Up to and including the line with "affectedPackage :: Package", reproduce the listing below exactly, beginning at its first line.
** RECORD EXTRACTS follows **
PR #33, opened 2023-06-11
Add OSV data type

TristanCacqueray:
## hsec-tools

### DIFF
--- a/code/hsec-tools/src/Security/OSV.hs
+++ b/code/hsec-tools/src/Security/OSV.hs
@@ -1,0 +1,223 @@
+-- | This module contains the OSV datatype and its ToJSON instance.
+-- The module was initialized with http://json-to-haskell.chrispenner.ca/
+{-# LANGUAGE DuplicateRecordFields #-}
+{-# LANGUAGE RecordWildCards #-}
+{-# LANGUAGE OverloadedStrings #-}
+module Security.OSV where
+
+import Data.Aeson (ToJSON(..), FromJSON(..), Value(..), (.:), (.=), object)
+import Data.Aeson.Types (prependFailure, typeMismatch)
+import Data.Text (Text)
+
+data Affected = Affected
+  { affectedRanges :: [Ranges]
+  , affectedPackage :: Package
+  , affectedEcosystemSpecific :: EcosystemSpecific
+  , affectedDatabaseSpecific :: DatabaseSpecific
+  } deriving (Show, Eq, Ord)
+
+data Affects = Affects
+  { affectsOs :: [Value]
+  , affectsArch :: [Value]
+  , affectsFunctions :: [Value]
+  } deriving (Show, Eq, Ord)
+
+data DatabaseSpecific = DatabaseSpecific
+  { databaseSpecificCvss :: Maybe Value
+  , databaseSpecificCategories :: [Value]
+  , databaseSpecificInformational :: Text
+  } deriving (Show, Eq, Ord)
+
** End of RECORD EXTRACTS **
→ RESPONSE TO THE TASK:
PR #33, opened 2023-06-11
Add OSV data type

TristanCacqueray:
## hsec-tools

### DIFF
--- a/code/hsec-tools/src/Security/OSV.hs
+++ b/code/hsec-tools/src/Security/OSV.hs
@@ -1,0 +1,223 @@
+-- | This module contains the OSV datatype and its ToJSON instance.
+-- The module was initialized with http://json-to-haskell.chrispenner.ca/
+{-# LANGUAGE DuplicateRecordFields #-}
+{-# LANGUAGE RecordWildCards #-}
+{-# LANGUAGE OverloadedStrings #-}
+module Security.OSV where
+
+import Data.Aeson (ToJSON(..), FromJSON(..), Value(..), (.:), (.=), object)
+import Data.Aeson.Types (prependFailure, typeMismatch)
+import Data.Text (Text)
+
+data Affected = Affected
+  { affectedRanges :: [Ranges]
+  , affectedPackage :: Package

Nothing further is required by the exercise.